Thus, it seems that the only way for contractual parties to be able to apply for interim measures in Mainland China is the conclusion of an arbitration agreement which sets forth the seat of arbitration either in Mainland China or Hong Kong. As the application for interim measures can be crucial in certain situations this legal situation has to be kept in mind when concluding an arbitration agreement with Chinese parties.

What does this mean for a Vienna-seated CIETAC arbitration? Article 23 para. 1 of the CIETAC Arbitration Rules specifies that CIETAC shall forward a party’s application for interim measures to the competent Chinese courts.

In the author’s opinion the CIETAC European Arbitration Centre will have to be qualified as a CIETAC sub-commission. Consequently, there are good arguments that Chinese courts are provided with a sufficient legal basis for the granting of interim measures relating to Vienna-seated CIETAC arbitrations: The application for interim measures would be forwarded to the respective intermediate people’s court by a Chinese arbitration commission, namely CIETAC’s branch, the CIETAC European Arbitration Centre (a CIETAC sub-commission). Even if the forwarding of such applications by the CIETAC European Arbitration Centre is not accepted by Chinese courts, parties’ applications for interim measures could first be forwarded by the CIETAC European Arbitration Centre to CIETAC Beijing which could then forward these applications to the competent Chinese intermediate people’s court.

It will certainly be interesting to see how Chinese courts will handle applications forwarded by the CIETAC European Arbitration Centre. As the competition between arbitration institutions for BRI-related disputes is tough, it would of course be a major advantage for Vienna-seated CIETAC arbitrations if these applications are accepted by Chinese courts.

In any event, due to the lack of a legal basis in Chinese law it will not be possible to enforce in China interim measures ordered directly by Austrian courts or arbitral tribunals of a Vienna-seated CIETAC arbitration as (see above) interim measures may only be ordered by a Chinese people’s court upon a party’s application for interim measures which has to be submitted to the competent Chinese people’s court by a Chinese arbitration commission (e.g.
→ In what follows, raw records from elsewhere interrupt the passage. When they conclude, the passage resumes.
PR #2183, opened 2018-10-15
Levels: Try overflow hidden for Chromebook IE wiggle bug

kevinrobinson:
# Who is this PR for?
HS educators on Chromebooks

There's a bug where the layout constantly resizes and the page jumps continually.  This is from `react-virtualized` resizing, and I suspect is an interaction between the browser scrollbars and the `AutoSizer`.

# What does this PR do?
Adds in `overflow: hidden` to the container, which in Web Inspector on an impacting Chromebook resolves the issue (I haven't been able to reproduce on a VM).


kevinrobinson:
selfie

PR #2185, opened 2018-10-15
Fix firstMatch in levels page

kevinrobinson:
Fixes bug in https://github.com/studentinsights/studentinsights/pull/2184 and from https://github.com/studentinsights/studentinsights/pull/2182 originally.


kevinrobinson:
selfie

CIETAC or CIETAC’s sub-commission, the CIETAC European Arbitration Centre).

C) Challenge to Arbitrators

Pursuant to Article 36 of the Chinese Arbitration Law the decision as to whether or not an arbitrator should withdraw shall be made by the chairman of the arbitration commission.

Article 32 of the CIETAC Arbitration Rules sets forth the rules for challenges to arbitrators: A party having justifiable doubts as to the impartiality or independence of an arbitrator may challenge that arbitrator in writing within 15 days from the date it receives the notice of formation of the tribunal or within 15 days after becoming aware of a reason for a challenge. The chairman of CIETAC shall make a final decision on the challenge with or without stating the reasons.
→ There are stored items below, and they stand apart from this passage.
PR #2186, opened 2018-10-16
Add House, Grade, and Counselor Filters to Discipline Dashboard

edavidsonsawyer:
# Who is this PR for?

Discipline dashboard users

To be useful in high schools, educators need to be able to look at discipline incidents by house, grade, and counselor.

# What does this PR do?

Adds a top level house filter for schools that support it. cf #1661 

disciplinefilters

# Checklists

+ [x] Discipline


kevinrobinson:
@edavidsonsawyer The tests are failing here, and the checklists in the pull request description aren't finished, so I didn't review this, but let me know when I should!

re: design, in https://github.com/studentinsights/studentinsights/issues/1661#event-1622846657 the issue is to add filters for grade, house and counselor.  If you want to ship those incrementally, that's great!  If shipping incrementally, then the order matters so we don't reorder the filters on folks while shipping incrementally :)

You can use the absences dashboard as a model here, with the specific bits (eg, unexcused / incident type) coming first, and then the same other filters coming after in the same order:
screen shot 2018-10-16 at 8 48 48 am

edavidsonsawyer:
@kevinrobinson yeah, this and the other PR are still WIP, I'll ping you when they're all set. I hadn't thought about reordering the filters - I was trying to get this quickly useful for high school educators, but it shouldn't be a problem to add all filters to this PR.

app/lib/dashboard_queries.rb
```diff
@@ -96,7 +96,9 @@ def shared_student_fields(student)
       :first_name,
       :last_name,
       :grade,
-      :id
+      :id,
```
edavidsonsawyer: @kevinrobinson I wanted to call this out since it also means sending that info to the tardies dashboard. My thinking is eventually we'll want to add these filters there as well, and it doesn't do any harm, but if we want to keep this compartmentalized then this can be done specifically for the data sent in the discipline api.

edavidsonsawyer:
@kevinrobinson All right, I've tested out these filters with and without large incident counts. They all look like they work and appear when needed based on the school. When you have the chance, I'd appreciate a code review.

app/assets/javascripts/school_administrator_dashboard/discipline_dashboard/SchoolDisciplineDashboard.test.js
```diff
@@ -1,30 +1,113 @@
...
+// work with wrapper components, that's why there's extra setup to translate
+// between
+function elWrappedInContext(el, context) {
+  const {districtKey, nowFn} = context;
+  return withNowMoment(nowFn(), (
+    <PerDistrictContainer districtKey={districtKey}>{el}</PerDistrictContainer>
   ));
+}
+
+it('displays house for SHS', () => {
```
kevinrobinson: nice tests!  👍

app/assets/javascripts/school_administrator_dashboard/discipline_dashboard/SchoolDisciplineDashboard.test.js
```diff
@@ -1,30 +1,113 @@
...
 import {
   createStudents,
-  testSchool
+  testSchool,
+  testHighSchool
 } from '../DashboardTestData';
 import SchoolDisciplineDashboard from './SchoolDisciplineDashboard';
-import {withDefaultNowContext} from '../../testing/NowContainer';
 
+jest.mock('react-virtualized'); // doesn't work in test without a real DOM
```
kevinrobinson: FWIW if you want to use snapshot tests on something that uses `react-virtualized` you can do that using a similar approach to the one in https://github.com/studentinsights/studentinsights/pull/2196.  It's fine to not do that here, just sharing about a new way to approach this that I was trying.

app/assets/javascripts/school_administrator_dashboard/discipline_dashboard/SchoolDisciplineDashboard.js
```diff
@@ -55,12 +67,17 @@ export default class SchoolDisciplineDashboard extends React.Component {
...
+    const {selectedChart, selectedCategory, grade, house, counselor} = this.state;
     return students.filter(student => {
-      if (selectedCategory && selectedChart === 'grade' && student.grade !== selectedCategory) return false;
-      if (selectedCategory && selectedChart === 'homeroom_label' && student.homeroom_label !== selectedCategory) return false;
-      if (selectedCategory && !this.filterIncidents(student.discipline_incidents, true).length) return false;
+      if (grade !== ALL && student.grade !== grade) return false;
+      if (house !== ALL && student.house !== house) return false;
+      if (counselor !== ALL && student.counselor !== counselor) return false;
+      if (selectedCategory && shouldFilterSelectedCategory) { //used by the student list when a user selects a category within a chart
+        if (selectedChart === 'grade' && student.grade !== selectedCategory) return false;
```
kevinrobinson: This seems like there are two separate bits of state related to the grade filtering.  One is for if the user uses the select filter, and the other is if they click on a grade within a chart.

Could these be a single bit of state?  In other words, when the user clicks on a grade within a chart, would it simplify to call `this.setState({grade})` or to call `this.setsState({homeroom})`?

app/assets/javascripts/school_administrator_dashboard/discipline_dashboard/SchoolDisciplineDashboard.js
```diff
@@ -187,7 +204,7 @@ export default class SchoolDisciplineDashboard extends React.Component {
   }
 
   studentTableRows(students) {
-    const filteredStudents = this.filterStudents(students);
+    const filteredStudents = this.filterStudents(students, true);
```
kevinrobinson: If you revise the argument to be `options = {}` this can help make it more obvious what's happening at the call site.  Right now, reading this line of code, there's no indication of what `true` means.

Using the `options = {}` argument let's you write code like this at the call site:
```
this.filterStudents(students, { shouldFilterSelectedCategory: true })
```

and express explicitly what you want that function to be doing.  I'd recommend this as a good rule of thumb in general.

app/assets/javascripts/school_administrator_dashboard/discipline_dashboard/SchoolDisciplineDashboard.js
```diff
@@ -201,18 +218,38 @@ export default class SchoolDisciplineDashboard extends React.Component {
...
-  allIncidentTypes(students) {
-    const incidents = students.map(student => {
-      return student.discipline_incidents ? student.discipline_incidents : [];
-    });
-    return _.uniqBy(_.flatten(incidents), 'incident_code')
-    .map(incident => incident.incident_code);
+  allIncidentTypes() {
+    const {dashboardStudents} = this.props;
+    const incidents = _.uniqBy(_.compact(_.flatten(dashboardStudents.map(student => student.discipline_incidents))), 'incident_code');
+    return incidents.map(incident => incident.incident_code).sort();
```
kevinrobinson: As a small style suggestions, if this is just trying to get all the codes, maybe flat map then uniq then sort (like you do in the other methods)?  It doesn't seem like the whole object of `incidents` is used.

app/assets/javascripts/school_administrator_dashboard/discipline_dashboard/SchoolDisciplineDashboard.test.js
```diff
@@ -1,30 +1,113 @@
...
 
-  it('renders a date range selector', () => {
-    expect(dash.find('SelectTimeRange').length).toEqual(1);
-  });
+it('renders a date range selector', () => {
+  const context = testContext({districtKey: 'somerville'});
+  const props = {school: testSchool};
+  const el = testEl(props);
+  const dash = mount(elWrappedInContext(el, context));
+  expect(dash.find('SelectTimeRange').length > 0).toEqual(true);
```
kevinrobinson: Given that this code now works differently per district, it would be good to add at least smoke tests for that.  Here's how this works in the absences page: https://github.com/studentinsights/studentinsights/blob/master/app/assets/javascripts/school_absences/SchoolAbsencesDashboard.test.js#L211

app/assets/javascripts/school_administrator_dashboard/DashboardTestData.js
```diff
@@ -1,9 +1,16 @@
-export function testSchool() {
-  return {
-    local_id: 'HEA',
-    name: 'Arthur D. Healey'
-  };
-}
+export const testSchool = {
+  local_id: 'HEA',
+  name: 'Arthur D. Healey'
+};
```
kevinrobinson: Can you say more about changing these from functions to shared global objects?  One benefit of functions is that there's no possibility of a test polluting the value, since you're creating a new test object each time.  If it's a global object, it opens up a class of bugs where test code or real code could update the object and break completely unrelated tests.

app/assets/javascripts/school_administrator_dashboard/discipline_dashboard/SchoolDisciplineDashboard.js
edavidsonsawyer: We could certainly do that. It might be awkward to treat selecting a grade within a chart different from selecting other categories within a chart. We would still have need state for selectedCategory, but have an exception when that category is a grade. Since there are two ways you might filter a grade and the application behavior is different depending on which is selected, it seemed to make sense to hold that as two different bits of state. 

I imagine moving forward that we might not need the grade/homeroom charts with the top level filters, in which case this problem should go away.

app/assets/javascripts/school_administrator_dashboard/discipline_dashboard/SchoolDisciplineDashboard.js
edavidsonsawyer: Thanks for this! I was sure there was a better syntax I was missing.

app/assets/javascripts/school_administrator_dashboard/discipline_dashboard/SchoolDisciplineDashboard.js
edavidsonsawyer: This was an attempt to make it more readable, since this one has to iterate through students and then incidents. Are you saying it would be preferable to have it all on one line?

app/assets/javascripts/school_administrator_dashboard/DashboardTestData.js
edavidsonsawyer: Ah, you're right. I was thinking of this as static fixture data, but there's no reason to switch while it's still a shared component.

app/assets/javascripts/school_administrator_dashboard/discipline_dashboard/SchoolDisciplineDashboard.test.js
edavidsonsawyer: @kevinrobinson I've got most of your suggestions implemented, but the CI build is hassling me about these snapshots. Is there something I should be sending in this branch to be able to write snapshots?

kevinrobinson: @edavidsonsawyer Yeah!  So with snapshots, you need to update this locally and push up the changes.

Conceptually, snapshots are the same as any other test - your PR has to include how the expectations for the tests are different.  The only wrinkle is that Jest makes the snapshot expectations for you.  It should prompt you to do this when you run `yarn test` locally, something like this:

image

Here's a direct link to the Jest docs about this: https://jestjs.io/docs/en/snapshot-testing.html#updating-snapshots or if you our setup isn't working quite right or is confusing, let me know and I can take a look with you so we can make this work nicely and remove any friction.

edavidsonsawyer: @kevinrobinson got it now, sorry that took so long. I forgot to merge master into this branch and it was messing up the snapshots here, but not locally.

kevinrobinson: @edavidsonsawyer no worries!  Is this ready to change from WIP and to deploy now?  I can do that later today if this is ready to 🚢 👍

edavidsonsawyer: @kevinrobinson sure is! thanks again for the review!

kevinrobinson: no problemo!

In a Vienna-seated CIETAC arbitration an unsuccessful challenge of an arbitrator can be brought to the Austrian Supreme Court: Section 589 para. 3 in connection with section 615 of the Austrian Code of Civil Procedure provide that such a challenge has to be brought within four weeks after having received the decision rejecting the challenge. The Austrian Supreme Court’s decision is final and subject to no appeal.

In light of the fact that the chairman of CIETAC does not have to state a reason for rejecting a challenge to arbitrators it should be mentioned that the review by the Austrian Supreme Court is mandatory lex arbitri. Consequently, a final decision stating detailed reasons is guaranteed due to the applicability of Austrian lex arbitri.
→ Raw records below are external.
PR #2191, opened 2018-10-16
Levels: Add snapshots task to capture changes over time

kevinrobinson:
# Who is this PR for?
HS educators

The levels calculation changes, and as section assignments change, we don't have enough information preserved to compute this over time, and see how this changes for a student, or how services and supports change over time in response.

# What does this PR do?
Adds a rake task to snapshot these into a model.

This also refactors `SomervilleHighTiers` to allow calling it an an unsafe way without an authorization check for tasks like this.

# Checklists
+ [x] Levels page


kevinrobinson:
selfie

PR #2192, opened 2018-10-16
Feed: Add ELL-based feed filter for teachers in NEST and ELL department

kevinrobinson:
# Who is this PR for?
teachers in NEST and ELL department at HS

Teachers with schoolwide access who work only with ELL students see students in their feed that they won't focus on, since they're outside their core caseload.

# What does this PR do?
Adds a new `FeedFilter` to filter feed students based on their ELL status.

# Checklists
+ [x] Home page


kevinrobinson:
selfie

PR #2194, opened 2018-10-16
WIP - Student searchbar: Migrate to react-autocomplete

kevinrobinson:
# Who is this PR for?
educators

Chips away at jQuery autocomplete dependency.  Right now the way the student searchbar matches it won't match last name, first name or with partial matches.

# What does this PR do?
Updates the student searchbar so that it matches any part of the student name in any order (eg, either last name or first name first is fine).  Replaces `autocomplete` with `react-autocomplete`, keeping the same `sessionStorage` caching.

Also updates the district page, since it had relied on the global searchbar code too.  This will be migrated to client-rendering in the future, so making this factoring perfect isn't a goal in this PR.

Functionally, revise the label text ahead of potentially adding a new searchbar for the feed notes, and add a placeholder text to the input.

# Checklists
+ [x] Core, navbar
+ [x] District page
+ [ ] Included specs for changes
+ [ ] Improved specs for existing code in need of better test coverage
+ [ ] Manual testing made more sense here


kevinrobinson:
Closing, moving this stale work forward in https://github.com/studentinsights/studentinsights/pull/2485.

PR #2195, opened 2018-10-18
Work around Google Forms bug with losing data within fields

kevinrobinson:
# Who is this PR for?
HS educators and students

Running the student meeting importer this morning, it had a few rows with invalid student local ids, and so I looked into them.  Turns out this appears to be coming from a bug in Google Forms :(

In the Forms UI, it appeared that a specific value was entered for the `Student ID Number` field that was invalid.  This showed up in the individual and aggregate responses views, and also when downloading the file as a CSV.  At first I figured this was a data entry mistake.

To communicate about this with teachers, I exported the Form data into Google Sheets, and went to highlight the rows that were invalid so they could choose to fix them or leave them.  Surprisingly, one of the invalid student ID numbers was not in the spreadsheet.  It appeared as if Forms had truncated the last few characters, while the exported Sheet had a full proper student ID value.

This unfortunately seems like it must be a bug in the Forms product and so I reported this as best I could in the product forums here: https://productforums.google.com/forum/#!topic/google-education/FDVz_uM7-I8;context-place=forum/google-education

Separately, when exporting from Google Forms to Google Sheets, Forms changes the format of the data and renames the username field, as well as changes the timestamp format.  This PR adds ways to deal with both and captures this in comments.

# Checklists
+ [x] Student Profile


kevinrobinson:
selfie

PR #2196, opened 2018-10-19
Levels: Fix bug with rendering grade strengths

kevinrobinson:
# Who is this PR for?
HS educators

On IE, background colors for "strengths" grades aren't being set, resulting in those grades not appearing on the page.  This doesn't impact other browsers, which interpret `rgb(x,y,z,a)` as if it were `rgba(x,y,z,a)`, which IE ignores the rule.

# What does this PR do?
Fixes it.  Adds an unrelated test to the ordering function in JS, since that's what I initially thought the problem was.

This PR also adds a new method for testing, `unvirtualize` which can be used in tests to swap in an naive unvirtualized implementation of `react-virtualized` `<Table />` that can be used for snapshot testing.  And this adds a snapshot test for `<StudentsLevelsTable />` that will catch regressions in individual styling of the cells going forward.

screen shot 2018-10-18 at 7 35 39 pm

# Checklists
+ [x] Levels page

### DIFF
--- a/app/assets/javascripts/levels/StudentLevelsTable.js
+++ b/app/assets/javascripts/levels/StudentLevelsTable.js
@@ -20,7 +20,6 @@ import {
   STUDY_SKILLS
 } from './Courses';
 
-
 // Render a virtualized table, with information and triggers on the
 // left columns and supports on the right.  Exports the description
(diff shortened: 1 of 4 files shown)


kevinrobinson:
selfie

D) Decision on Jurisdiction

Article 20 of the Chinese Arbitration Law determines that in the event a party challenges the validity of the arbitration agreement, it may request the arbitration commission to make a decision or apply to the people’s court for a ruling.

Such a provision is quite unique in international arbitration as the Chinese Arbitration Law does not authorize the arbitral tribunals to decide on their own jurisdiction. The principle of competence-competence is the standard in international arbitration.

Pursuant to Article 6 of the CIETAC Arbitration Rules CIETAC may delegate the power to render a jurisdictional decision to the arbitral tribunal.

Austrian arbitration law authorizes arbitral tribunals to rule on their own jurisdiction. The authorization is provided in section 592 para. 1 of the Austrian Civil Code of Procedure which is a mandatory provision as well. This means that in a CIETAC arbitration seated in Vienna the arbitral tribunal has the power to decide on its own jurisdiction.

Pursuant to section 592 para. 2 of the Austrian Code of Civil Procedure a plea that the arbitral tribunal does not have jurisdiction shall be raised not later than the first pleading in the matter. Consequently, in a CIETAC arbitration seated in Vienna a respondent will have to include its jurisdictional objection at the latest in its statement of defense pursuant to Article 15 of the CIETAC Arbitration Rules.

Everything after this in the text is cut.